Material to process START
PR #1862, opened 2025-07-09
Cycle cloud Bug Fixes

jainakanksha-msft:


component/distributed_cache/distributed_cache.go
```diff
@@ -170,6 +170,12 @@ func (dc *DistributedCache) Start(ctx context.Context) error {
 		return log.LogAndReturnError("DistributedCache::Start error [azstorage component not found]")
 	}
 
+	// We are creating UUID before initialising any of the dcache component. So that UUID is available for all components
```
linuxsmiths:
```
	// Create UUID before initializing any of the dcache components, so that UUID is correctly available for all components.

```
Material to process END
# Work order
All of the data shown above should be printed exactly as given.

# Written response
PR #1862, opened 2025-07-09
Cycle cloud Bug Fixes

jainakanksha-msft:


component/distributed_cache/distributed_cache.go
```diff
@@ -170,6 +170,12 @@ func (dc *DistributedCache) Start(ctx context.Context) error {
 		return log.LogAndReturnError("DistributedCache::Start error [azstorage component not found]")
 	}
 
+	// We are creating UUID before initialising any of the dcache component. So that UUID is available for all components
```
linuxsmiths:
```
	// Create UUID before initializing any of the dcache components, so that UUID is correctly available for all components.

```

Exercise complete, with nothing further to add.